LucidLink’s solution is designed for workflows involving huge files, massive data sets and real-time collaboration. Our customers include the world’s most creative companies like Paramount, Warner Brothers, Epic Games, Spotify, A+E and Netflix. We were founded in 2016 by storage industry experts and support over one billion customer files across more than 40+ countries. LucidLink is headquartered in San Francisco, California, has an engineering office in Sofia, Bulgaria, and remote employees across North America, Europe, and Australia.
Reasons to join LucidLink:
Tackle big challenges: You’ll have the chance to solve complex, high-stakes problems that redefine how teams collaborate globally. By starting with the Media & Entertainment industry and expanding into data-intensive sectors, you’ll gain deep insight into cutting-edge technologies and play a role in shaping the future of global workflows.

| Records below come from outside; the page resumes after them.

PR #393, opened 2021-02-17
implement CI tests as xtask

### LINKED ISSUE #366: turn CI logic into xtasks
would be nice if there were xtasks to run the CI tests locally.
right now CI logic is in a yaml file that contains bash-like stuff and the tests.sh bash file (which won't run on Windows)
Ideally I would like the GHA yaml be more or less just a call of different xtasks
``` yaml
# apt-get install stuff has been omitted
jobs:
  host:
    # omitted: OS matrix
    name: run unit tests on the host
    run: cargo xtask test host

  cross:
    name: check cross compilation
    run: cargo xtask test cross

  snapshot:
    name: run snapshot tests (QEMU)
    run: cargo xtask test snapshot

  book:
    name: run mdbook tests
    run: cargo xtask test book

  lint:
    name: run rustfmt and clippy
    run: cargo xtask test lint
```

and then a single xtask, e.g. `cargo xtask test all`, that sort of runs all the above jobs which is what contributors would run locally to check their branch / PR is "green".
the xtasks should auto-install the cross compilation targets (`rustup target add`) so that contributors don't need to do "setup" steps
(maybe the xtasks should uninstall the cross compilation targets that were not there when they exit, regardless of the exit code)

spookyvision:
this xtask implementation fixes #366 and
- collects all test errors in one grand result vec and displays them at the end
- has commands for `test-all`, `test-host`, `test-cross` etc.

Values-led culture: Our values don’t just exist on paper—they guide every decision and interaction. You’ll thrive in an environment where integrity, innovation, and empathy are at the core of how we operate, empowering you to grow personally and professionally.
Hypergrowth journey: Joining a company with triple-digit growth rates means unparalleled opportunities for advancement, learning, and being part of an exciting journey toward unicorn status. You’ll experience the adrenaline of startup speed combined with the satisfaction of building something truly impactful.

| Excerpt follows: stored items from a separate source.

PR #441, opened 2021-03-31
Support more items in `#[tests]` module

### LINKED ISSUE #416: defmt-test: support other items inside the `#[tests]` module
This is currently rejected:

``` rust
#[defmt_test::tests]
mod tests {
    struct State {} //~ error

    #[init]
    fn setup() -> State {
        State {}
    }
}
```

But would be nice if structs, functions, etc. were accepted inside the module.

Right now you can work around the issue by putting helper structs and functions *outside* the `#[tests]` module and then importing them but this is cumbersome and quite different from how the standard `test` harness works.

``` rust
struct State {}

#[defmt_test::tests]
mod tests {
    use super::State;

    #[init]
    fn setup() -> State {
        State {}
    }
}
```

Sh3Rm4n:
This allows every item to be defined inside the `#[tests]` module,
e.g. `struct`s `const`s etc. except for function.

Closes #416


firmware/defmt-test/macros/src/lib.rs
```diff
@@ -61,10 +61,8 @@ fn tests_impl(args: TokenStream, input: TokenStream) -> parse::Result<TokenStrea
                 let attr = match test_kind {
                     Some(it) => it,
                     None => {
-                        return Err(parse::Error::new(
-                            f.span(),
-                            "function requires `#[init]` or `#[test]` attribute",
-                        ));
+                        untouched_tokens.push(Box::new(f));
+                        continue;
```
jonas-schievink, line 65: This might paint us into a corner, since it means we can't add other attributes in the future

firmware/defmt-test/macros/src/lib.rs
```diff
@@ -135,13 +133,29 @@ fn tests_impl(args: TokenStream, input: TokenStream) -> parse::Result<TokenStrea
...
+            Item::Mod(t) => untouched_tokens.push(Box::new(t)),
+            Item::Static(t) => untouched_tokens.push(Box::new(t)),
+            Item::Struct(t) => untouched_tokens.push(Box::new(t)),
+            Item::Trait(t) => untouched_tokens.push(Box::new(t)),
+            Item::TraitAlias(t) => untouched_tokens.push(Box::new(t)),
+            Item::Type(t) => untouched_tokens.push(Box::new(t)),
+            Item::Union(t) => untouched_tokens.push(Box::new(t)),
+            Item::Use(t) => untouched_tokens.push(Box::new(t)),
+            Item::Verbatim(t) => {
+                untouched_tokens.push(Box::new(t));
```
jonas-schievink, line 152: I think you could use a wildcard match here and accumulate `syn::Item`s instead of `Box<dyn ToTokens>`

Urhengulas:
Hi @Sh3Rm4n, Thank you for submitting the PR! Can you please quickly describe how your solution solves the issue :)

firmware/defmt-test/macros/src/lib.rs
Sh3Rm4n: Haha, this is a much simpler solution. :grinning: 
Was underestimating the cleverness of the `quote!` macro.

firmware/defmt-test/macros/src/lib.rs
Sh3Rm4n: I thought about this case as well. 
Keeping the attribute requirement for functions, but allowing everything else is ok?

With the other code change, it would mean, that we can't add any attribute to other items in the future as well, right?

Sh3Rm4n: We can't add a newer attribute in a backwards-compatible way under the assumption that every new attribute(-name) is already used / introduced by another crate. 

Do I understand that correctly? 

What about namespacing? Every attribute from defmt-test lives under `defmt_test::init` or `defmt_test::test` and we generate a `use defmt_test::test` implicitly. Would this be possible or even useful?

jonas-schievink: > We can't add a newer attribute in a backwards-compatible way under the assumption that every new attribute(-name) is already used / introduced by another crate.

Yeah that's correct. It wouldn't be too hard to avoid builtin attributes, but you can use arbitrary procedural macros too, which might define their own stuff.

> Every attribute from defmt-test lives under `defmt_test::init` or `defmt_test::test` and we generate a `use defmt_test::test` implicitly.

There's no name resolution inside the test module, so we can't insert a `use`, but namespacing does sound like a possible solution for attributes we add later (unfortunately requiring the user to write out a rather long path).

japaric:
This looks like a good start to me but I'll let @jonas-schievink  sent this to bors.

I think we could support (auxiliary) functions in a new patch version and still have some degree of extensibility by reserving some attribute names, e.g. `ignore`. I don't see ourselves supporting a wide gamut of attribute within `defmt_test::tests` in any case so if we do fail to reserve an attribute name and require a semver bump to add support a new attribute I don't think that'd be too bad since it won't happen too many times. But nothing of that needs to be addressed in this PR.

jonas-schievink:
It looks like as written this will reject bare `fn`s in the test module, which should give us enough flexibility to add more custom function attributes. This seems good!

bors r+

Immediate impact: At LucidLink, your work will matter—immediately. You’ll be part of a tight-knit team of 170+ builders working at startup speed, where your ideas and actions will create tangible, exponential results that contribute to our collective success.
Comprehensive benefits: We believe in investing in our people. With unlimited PTO, a competitive salary, stock options, and full health coverage, you’ll feel supported both professionally and personally while enjoying a strong work-life balance.
Job Description
As a Site Reliability Engineer at LucidLink, you will solve complex and broad business problems with simple solutions. Through code and cloud infrastructure, you will configure, maintain, monitor, and optimize applications and their associated infrastructure to iteratively improve on existing solutions. A LucidLink SRE's work includes automation, optimization, incident response, and consultative support for other engineering teams.

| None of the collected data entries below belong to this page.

PR #447, opened 2021-04-13
`README.md`: Document MSRV

### LINKED ISSUE #443: MSRV
What's defmt's MSRV (Minimum Supported Rust Version)?

I've found defmt uses the following features that restrict the MSRV:

`matches!` macro: 1.42+
`u64::MAX` const: 1.43+
function-like proc macros in expression context: 1.45+

However with 1.45 it won't build, I'm not sure why. [code here](https://github.com/smoltcp-rs/smoltcp/pull/455)

```
error[E0425]: cannot find value `dhcp_repr` in this scope
   --> src/macros.rs:10:50
    |
10  |     (trace, $($arg:expr),*) => { defmt::trace!($($arg),*); };
    |                                                  ^^^^ not found in this scope
    | 
   ::: src/dhcp/clientv4.rs:343:17
    |
343 |                 net_trace!("DHCP send renew to {}: {:?}", endpoint, dhcp_repr);
    |                 --------------------------------------------------------------- in this macro invocation
```

1.46 works fine.

I thought I'd ask first, so if 1.45 is unsupported I can skip debugging it...

Urhengulas:
Fix #443

### DIFF
--- a/README.md
+++ b/README.md
@@ -20,6 +20,10 @@ To include `defmt` in your existing project, follow our [Application Setup guide
 
 [Application Setup guide]: https://defmt.ferrous-systems.com/setup-app.html
 
+## MSRV
+`defmt` always compiles on the [latest `stable` rust release](https://github.com/rust-lang/rust/releases/latest). This is enforced by our CI building and testing against this version. <br>
+It still might work on older rust versions, but this isn't ensured.
+
 ## Support
 
 `defmt` is part of the [Knurling] project, [Ferrous Systems]' effort at
--- a/README.md
+++ b/README.md
@@ -21,7 +21,8 @@ To include `defmt` in your existing project, follow our [Application Setup guide
 [Application Setup guide]: https://defmt.ferrous-systems.com/setup-app.html
 
 ## MSRV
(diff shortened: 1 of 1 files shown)


README.md
```diff
@@ -20,6 +20,10 @@ To include `defmt` in your existing project, follow our [Application Setup guide
 
 [Application Setup guide]: https://defmt.ferrous-systems.com/setup-app.html
 
+## MSRV
+`defmt` always compiles on the [latest `stable` rust release](https://github.com/rust-lang/rust/releases/latest). This is enforced by our CI building and testing against this version. <br>
```
japaric, line 24: nit: can we avoid the HTML element here?

japaric (approved):
Looks good!

japaric:
feel free to address nit and send to bors or just send to bors directly
bors d+

README.md
Urhengulas: Yees, but then we either have two spaces, which is bad because it's hard to see, or a newline, but this actually appears differently in the rendered version. But in the end it probably doesn't matter.

PR #453, opened 2021-04-20
Remove minimum timestamp alignment

jonas-schievink:
probe-run currently inserts blank spaces in front of logging messages if no custom timestamp is used. This is pretty useless and looks weird, so this removes that.


Urhengulas (approved):

Urhengulas:
bors retry

PR #464, opened 2021-05-10
`impl<T> Format for {*const, *mut} T where T: Format + ?Sized`

### LINKED ISSUE #442: implement Format for raw pointers
namely for `*const T` and `*mut T`
the same format as std's Debug trait (`{:?}`) should be used: the address in hexadecimal format

Urhengulas:
* This behaves like `std::fmt::Debug` by printing the address as hexadecimal.
* The `*self as *const () as usize` is also used at [rust/library/core/src/fmt/mod.rs#L2130](https://github.com/rust-lang/rust/blob/master/library/core/src/fmt/mod.rs#L2130).
* The `as *const ()`, seems to be required cause else `rustc` complains with "casting `*const T` as `usize` is invalid, cast through a thin pointer first".

Fixes #442

### DIFF
--- a/firmware/qemu/src/bin/log.out
+++ b/firmware/qemu/src/bin/log.out
@@ -113,4 +113,6 @@
 0.000112 INFO [45054, 49406]
 0.000113 INFO [Data { name: b"Hi", value: true }]
 0.000114 INFO true true
-0.000115 INFO QEMU test finished!
+0.000115 INFO 0xaabbccdd
+0.000116 INFO 0xddccbbaa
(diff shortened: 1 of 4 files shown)


Urhengulas:
> Nice! Looks good to me. Could you also add a snapshot test for this? (you can create a raw pointer with `0xaabbccdd as *const u8`). You can send this to bors afterwards.

Will do :) Do you know why the snapshot tests are failing btw?

japaric:
> Do you know why the snapshot tests are failing btw?

#467

PR #465, opened 2021-05-10
Add leading zeros support.

derekdreery:
This adds support for things like `info!("{=u16:08X}", 42")`. It is tested in the mdbook.

I could have added precision support as well, but I figure floats aren't so often used on embedded, whereas printing out a `u32` nicely aligned is a common task.

### DIFF
--- a/decoder/src/frame.rs
+++ b/decoder/src/frame.rs
@@ -137,9 +137,15 @@ fn format_args_real(
         buf: &mut String,
     ) -> Result<(), fmt::Error> {
         match hint {
-            Some(DisplayHint::Binary) => write!(buf, "{:#b}", x)?,
-            Some(DisplayHint::Hexadecimal { uppercase: false }) => write!(buf, "{:#x}", x)?,
-            Some(DisplayHint::Hexadecimal { uppercase: true }) => write!(buf, "{:#X}", x)?,
+            Some(DisplayHint::NoHint { zero_pad }) => write!(buf, "{:#01$}", x, zero_pad)?,
+            Some(DisplayHint::Binary { zero_pad }) => write!(buf, "{:#01$b}", x, zero_pad)?,
+            Some(DisplayHint::Hexadecimal {
+                uppercase,
+                zero_pad,
+            }) => match uppercase {
+                false => write!(buf, "{:#01$x}", x, zero_pad)?,
+                true => write!(buf, "{:#01$X}", x, zero_pad)?,
+            },
             Some(DisplayHint::Microseconds) => {
                 let seconds = x / 1_000_000;
                 let micros = x % 1_000_000;
@@ -156,9 +162,15 @@ fn format_args_real(
         buf: &mut String,
     ) -> Result<(), fmt::Error> {
         match hint {
-            Some(DisplayHint::Binary) => write!(buf, "{:#b}", x)?,
-            Some(DisplayHint::Hexadecimal { uppercase: false }) => write!(buf, "{:#x}", x)?,
-            Some(DisplayHint::Hexadecimal { uppercase: true }) => write!(buf, "{:#X}", x)?,
+            Some(DisplayHint::NoHint { zero_pad }) => write!(buf, "{:#01$}", x, zero_pad)?,
+            Some(DisplayHint::Binary { zero_pad }) => write!(buf, "{:#01$b}", x, zero_pad)?,
+            Some(DisplayHint::Hexadecimal {
+                uppercase,
+                zero_pad,
+            }) => match uppercase {
+                false => write!(buf, "{:#01$x}", x, zero_pad)?,
+                true => write!(buf, "{:#01$X}", x, zero_pad)?,
+            },
             _ => write!(buf, "{}", x)?,
         }
         Ok(())
--- a/parser/src/lib.rs
+++ b/parser/src/lib.rs
@@ -30,10 +30,18 @@ pub struct Parameter {
 /// All display hints
 #[derive(Clone, Debug, PartialEq)]
 pub enum DisplayHint {
+    NoHint {
+        zero_pad: usize,
+    },
     /// `:x` OR `:X`
-    Hexadecimal { uppercase: bool },
+    Hexadecimal {
+        uppercase: bool,
+        zero_pad: usize,
+    },
     /// `:b`
-    Binary,
+    Binary {
+        zero_pad: usize,
+    },
     /// `:a`
     Ascii,
     /// `:?`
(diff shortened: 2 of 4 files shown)


derekdreery:
Ok need to fix up some tests

derekdreery:
Would you mind setting off the CI again sir?

parser/src/lib.rs
```diff
@@ -44,20 +52,39 @@ pub enum DisplayHint {
...
-            "a" => DisplayHint::Ascii,
-            "b" => DisplayHint::Binary,
-            "x" => DisplayHint::Hexadecimal { uppercase: false },
-            "X" => DisplayHint::Hexadecimal { uppercase: true },
-            "?" => DisplayHint::Debug,
-            _ => return Err(()),
-        })
-    }
+fn parse_display_hint(mut s: &str) -> Option<DisplayHint> {
+    let zero_pad = if s.starts_with("0") {
```
Urhengulas, line 56: Maybe use `.strip_prefix`? _(see https://rust-lang.github.io/rust-clippy/master/index.html#manual_strip)_

parser/src/lib.rs
```diff
@@ -30,10 +30,18 @@ pub struct Parameter {
 /// All display hints
 #[derive(Clone, Debug, PartialEq)]
 pub enum DisplayHint {
+    NoHint {
+        zero_pad: Option<ZeroPad>,
```
jonas-schievink, line 34: I think these `zero_pad` fields could just be of type `usize` and fall back to 0 if no zero-padding is requested. That should simplify the `format_args` code.

parser/src/lib.rs
```diff
@@ -118,6 +138,21 @@ impl Level {
...
+///
+/// Returns the integer and remaining text, if `s` started with an integer. Any errors parsing the
+/// number (which we already know only contains digits) are silently ignored.
+fn parse_integer<T: FromStr>(s: &str) -> Option<(&str, usize)> {
+    let start_digits = s
+        .as_bytes()
+        .iter()
+        .copied()
+        .take_while(|b| b.is_ascii_digit())
+        .count();
```
Urhengulas, line 151: Use https://doc.rust-lang.org/std/primitive.str.html#method.chars?

derekdreery: Using a character iterator has the potential to be slightly slower, because each 1-4 bytes will be converted into a 4-byte char. Of course who knows what the optimizer will end up converting your code to, you'd have to benchmark to see. However I don't think there is a downside to using a byte iterator, since we only support looking at ascii characters anyway.

parser/src/lib.rs
derekdreery: Ok converted to using a flat usize, with `0` being equivalent to `None`.

parser/src/lib.rs
```diff
@@ -44,20 +52,39 @@ pub enum DisplayHint {
...
-            "µs" => DisplayHint::Microseconds,
-            "a" => DisplayHint::Ascii,
-            "b" => DisplayHint::Binary,
-            "x" => DisplayHint::Hexadecimal { uppercase: false },
-            "X" => DisplayHint::Hexadecimal { uppercase: true },
-            "?" => DisplayHint::Debug,
-            _ => return Err(()),
-        })
-    }
+fn parse_display_hint(mut s: &str) -> Option<DisplayHint> {
```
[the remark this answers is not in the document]
derekdreery: Because it's an internal implementation detail, I don't see a benefit to using `FromStr`, because a) it has the Err type parameter that we don't need or use, and it means that we special case parsing the display hint compared to other stuff. Happy to hear other people's opinions.

Personally I think the best format for these functions is to follow the `nom` pattern, where you have functions like `fn parse_*(input: &[u8]) -> Option<(&[u8], Type)>`, where the unconsumed input is returned along with the parsed value. This makes it easy to chain parsing functions together. (The DSL here is simple enough that these are not things that need much thought IMO).

derekdreery:
Could anyone help me understand the output from the qemu test?

parser/src/lib.rs
Urhengulas: > Using a character iterator has the potential to be slightly slower, because each 1-4 bytes will be converted into a 4-byte char. Of course who knows what the optimizer will end up converting your code to, you'd have to benchmark to see. However I don't think there is a downside to using a byte iterator, since we only support looking at ascii digits anyway.

Since the behavior is the same in the end I was in favor of `.chars`, since it simplifies the code.  But I wasn't aware of the potential performance overhead, so it sounds good to me.

Urhengulas:
> Could anyone help me understand the output from the qemu test?

What do you mean? `qemu-snapshot`?

decoder/src/frame.rs
```diff
@@ -156,9 +163,16 @@ fn format_args_real(
...
+            Some(DisplayHint::NoHint { zero_pad }) => write!(buf, "{:#01$}", x, zero_pad)?,
+            Some(DisplayHint::Binary { zero_pad }) => write!(buf, "{:#01$b}", x, zero_pad)?,
+            Some(DisplayHint::Hexadecimal {
+                uppercase: false,
+                zero_pad,
+            }) => write!(buf, "{:#01$x}", x, zero_pad)?,
+            Some(DisplayHint::Hexadecimal {
+                uppercase: true,
+                zero_pad,
+            }) => write!(buf, "{:#01$X}", x, zero_pad)?,
```
Urhengulas, line 175: I am slightly in favor of this pattern, cause I think it is more clear:
```suggestion
            Some(DisplayHint::Hexadecimal {
                uppercase,
                zero_pad,
            }) => match uppercase {
                false => write!(buf, "{:#01$X}", x, zero_pad)?,
                true => write!(buf, "{:#01$x}", x, zero_pad)?,
            },
```
_(same for `fn format_u128`)_

Urhengulas (changes requested):
Overall I am good now, only two topics:
1. a small nit about formatting some match arms 😁  (see suggestions)
2. please remove the changes to `xtask` from this pr and send it as separate one :)

derekdreery:
Made requested changes.

Urhengulas:
Awesome! Please rebase and then we can merge (if you "allow edit from maintainers" i can also do this for you, see https://docs.github.com/en/github/collaborating-with-issues-and-pull-requests/allowing-changes-to-a-pull-request-branch-created-from-a-fork)

derekdreery:
Squashed and rebased.

Urhengulas:
Thank you for the PR @derekdreery! Feel free to send your PR for `xtask` :D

Your skills and qualifications:
3 years of experience in the field.
Experience with the major devops tools - Ansible, Terraform.
Experience with container infrastructures, e.g. Docker/Kubernetes.
Coding skills - Python, Bash.
Ability to navigate complex network topologies and troubleshoot systems with multiple interconnected components.
Experience with various cloud providers - AWS, DigitalOcean is a plus.
Experience administering Linux servers. Windows and macOS experience is a plus.
Software security skills - security and vulnerability management, compliance monitoring will be considered a plus.
Good English, both spoken and written.
Your responsibilities:
Deliver operational readiness and provide post-release production support.
Deliver stability, scalability, and support of product infrastructure and availability to the LucidLink customer-facing production environment.
Perform routine environment maintenance to ensure everything runs smoothly and efficiently.
Develop maintenance requirements and procedures.
Handle outages, provide resolution and root cause analysis, including post-mortems, and further mitigation/prevention actions.
Analyze the technology currently being used to improve and enhance LucidLink’s infrastructure.
Enhance LucidLink’s monitoring system to “know about each problem before the customer does”.
Create and improve automation related to LucidLink production systems.
Participate in our on-call and incident response teams to solve critical problems in production.